Novel COVID-19 vaccine and mAb development from spike protein structure: NIH is almost to control the breakthrough

Novel COVID-19 vaccine

Novel COVID-19 vaccine and mAb development from spike protein structure: NIH is almost to control the breakthrough

NIH Vaccine Research Center and University of Texas (UT) Austin team has uncovered the structure of the COVID-19 spike protein, which mediates viral entry into cells via membrane fusion. It provide complete insight for Novel COVID-19 vaccine and mAb development for the new coronavirus, published in Science Magazine on Wednesday (19 February 2020).

The team used cryogenic electron microscopy (cryo-EM) to make their atomic-scale 3D model. The molecule the team produced – and for which they obtained a structure – represents only the extracellular portion of the spike protein, but is enough to elicit an immune response in patients.

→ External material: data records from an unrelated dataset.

PR #3158, opened 2024-09-27
fix: fix recursion logic in minimizeSelectionSet

dariuszkuc:
When generating fragments we were only "minimizing" subselections for fields and inline fragments that could be extracted. If inline fragment cannot be replaced with a fragment spread, we should still minimize its selection set as it potentially can be optimized as well.

### DIFF
--- a/.changeset/violet-cows-talk.md
+++ b/.changeset/violet-cows-talk.md
@@ -1,0 +1,5 @@
+---
+"@apollo/federation-internals": patch
+---
+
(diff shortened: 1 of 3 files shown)


TylerBloom (approved):
LGTM. Do you know if the Rust side needs the same fix?

dariuszkuc:
> LGTM. Do you know if the Rust side needs the same fix?

RS implementation is good -> that's how we found this.

goto-bus-stop (approved):
nice#

PR #3160, opened 2024-10-01
fix(graph-path): When eliminating suboptimal indirect paths, properly check for direct key edge

sachindshinde:
This PR fixes a bug where when removing suboptimal indirect paths, we didn't properly check for a direct key edge at the end of the potential direct path.


goto-bus-stop (approved):

goto-bus-stop:
Should this have a test? Here and in Rust?

duckki:
I confirmed this fixes the remaining mismatches from the graph in question.

PR #3163, opened 2024-10-10
fix: ensure we are removing ALL useless groups

dariuszkuc:
When removing "useless" fetch nodes/groups we remove them in-place while still iterating over the same list. This leads to potentially skipping processing of some the children fetch nodes, as when we remove nodes we left shift all remaining children but the iterator keeps the old position unchanged effectively skipping next child.


goto-bus-stop (approved):
nice that stuff like this is like impossible to write in Rust 😁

Jason McLellan, associate professor at UT Austin who led the research, and his colleagues have spent many years studying other coronaviruses, including SARS-CoV and MERS-CoV. They had already developed methods for locking coronavirus spike proteins into a shape that made them easier to analyse and could effectively turn them into candidates for vaccines. This experience gave them an advantage for studying the novel virus.

“As soon as we knew this was a coronavirus, we felt we had to jump at it,” McLellan said, “because we could be one of the first ones to get the structure of Novel COVID-19 vaccine .

We knew exactly what mutations to put into this, because we’ve already shown these mutations work for other coronaviruses.”

Two weeks after receiving a genome sequence of the virus from Chinese researchers, the team designed and produced samples of their stabilised spike protein. It took approximately 12 more days to reconstruct the 3D atomic scale map of the spike protein and submit a manuscript.

Next, McLellan’s team plans to use their molecule to attack the virus that causes COVID-19, using it as a ‘probe’ to isolate naturally produced antibodies from patients who have been infected with the virus and successfully recovered. In large enough quantities, these antibodies could help treat a coronavirus infection soon after exposure.